3D transistor technology is only half the challenge; the rest is the strain it puts on the foundry model.
By Joanne Itow
The industry’s quest to continue on the semiconductor roadmap defined by Moore’s Law has led to the adoption of a new transistor structure. Whether you call them finFETs, tri-gate or 3D transistors, building these new devices is difficult. But the technology is only half the challenge.
In 2002, Chen Ming Hu* spoke at the Semico Summit. The title of his presentation was “The Future of Semiconductor Scaling.” In 2002, Hu pointed out that TSMC already had fabricated 35nm CMOS FinFET transistors on TSMC production tools and expected the technology to be scalable to 9nm. Ten years has elapsed and Intel is the first to run 22nm Ivy Bridge products using tri-gate technology. From a technical perspective, FinFETs are now proven to be executable in volume production. But how should we look at this from a market perspective?

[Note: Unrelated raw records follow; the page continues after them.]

PR #1170, opened 2016-05-11
some minor NumPy fixing

Daetalus:
Without `str.__rmod__`, `"%s" % numpy.string_` will force NumPy call `numpy.reminder`. This is horrible.

### DIFF
--- a/src/runtime/str.cpp
+++ b/src/runtime/str.cpp
@@ -1164,6 +1164,13 @@ extern "C" Box* strMod(BoxedString* lhs, Box* rhs) {
     return rtn;
 }
 
+Box* strRMod(BoxedString* lhs, Box* rhs) {
+    Box* rtn = PyString_Format(rhs, lhs);
+    if (!rtn)
+        throwCAPIException();
+    return rtn;
+}
+
 extern "C" Box* strMul(BoxedString* lhs, Box* rhs) {
     assert(PyString_Check(lhs));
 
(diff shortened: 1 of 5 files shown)


undingen:
what do you think about waiting with merging this PR until my https://github.com/dropbox/pyston/pull/1157 is finished and merged and than changing this PR to not only update numpy but to also change the ```numpy_test.py``` run the numpy test suite?

Daetalus:
Np!

src/runtime/str.cpp
```diff
@@ -1164,6 +1164,13 @@ extern "C" Box* strMod(BoxedString* lhs, Box* rhs) {
     return rtn;
 }
 
+Box* strRMod(BoxedString* lhs, Box* rhs) {
```
undingen: please add a test for this

src/runtime/types.cpp
```diff
@@ -1616,6 +1616,12 @@ static Box* builtinFunctionOrMethodName(Box* b, void*) {
     return incref(func->name);
 }
 
+static Box* wrapperobjectName(Box* w, void*) {
+    assert(w->cls == wrapperobject_cls);
+    BoxedWrapperObject* wrapper_obj = static_cast<BoxedWrapperObject*>(w);
+    return incref(boxString(wrapper_obj->descr->wrapper->name));
```
undingen: this incref does not look correct. and please also add a test...

test/lib/numpy
```diff
@@ -1 +1 @@
-Subproject commit e4d4b45d26813899c66e112365896aabbb7b19fa
+Subproject commit f92576298546ffe984a2df466a80bb6a1d2e60c9
```
undingen: I think it's nicer to update to the last released version and not some unreleased random revision.. maybe we should take 4092a9e160cc247a4a45724579a0c829733688ca which is https://github.com/numpy/numpy/commits/v1.11.0

undingen:
And as you have seen there is a problem with building numpy inside the source directory. (some files are left around and we can end-up with some hybrid version...)
Could you therefore please also change the way the test builds numpy, either by copying the ```test/lib/numpy``` directory into the temp virtualenv directory before compiling it. Or remove the git submodule and change the test to directly download the source tarball of the last released numpy release from https://pypi.python.org/pypi/numpy into the virtualenv dir...
For an example you can look at some of the newer integration tests e.g. ```test/extra/cffi_test.py```

And can we start to run ```import numpy as np; np.test()``` inside the test script or is it too early for this? If the test takes too long we may want to remove it into the ```test/extra/``` directory because there it will only get run in release mode... 

Thanks for working on this :-)

undingen:
thanks for the fix!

When will the foundries be ready to ramp FinFET technology in volume production? And more importantly, when will foundry customers realistically be ready to fully utilize the technology? Until recently, the most advanced dedicated foundries were planning to introduce FinFETs on their 14nm technology. It appears that schedule has been accelerated. TSMC is talking about a 16nm transition node with FinFETs. GlobalFoundries just announced the development of ARM low-power processor designs for 20nm and finFET process technologies targeting SoCs including graphics processors. This doesn’t commit GlobalFoundries to finFETs at 20nm, but it does offer some options.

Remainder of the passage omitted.